[Provided material]

PR #3260, opened 2023-01-13
Unify all OIDC code and remove client IDs

dimaryaz:
Use the new /oidc-authorize registry endpoint and remove all provider-specific details.


nl0 (dismissed):
this looks very nice

PR #174, opened 2015-07-17
Slight tweak to ensure that the (possible) C++ filename associated wi…

embray:
…th a Cython source is always found.

Followup to #173.  I've tested this against halotools, but probably won't add any other specific tests for now (still making a PR to run the tests though).

### DIFF
--- a/astropy_helpers/commands/build_ext.py
+++ b/astropy_helpers/commands/build_ext.py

[/Provided material]

Problem to work on:
Each line carrying the string "specific" should be copied out from the entries.

Finished task:
Use the new /oidc-authorize registry endpoint and remove all provider-specific details.
Followup to #173.  I've tested this against halotools, but probably won't add any other specific tests for now (still making a PR to run the tests though).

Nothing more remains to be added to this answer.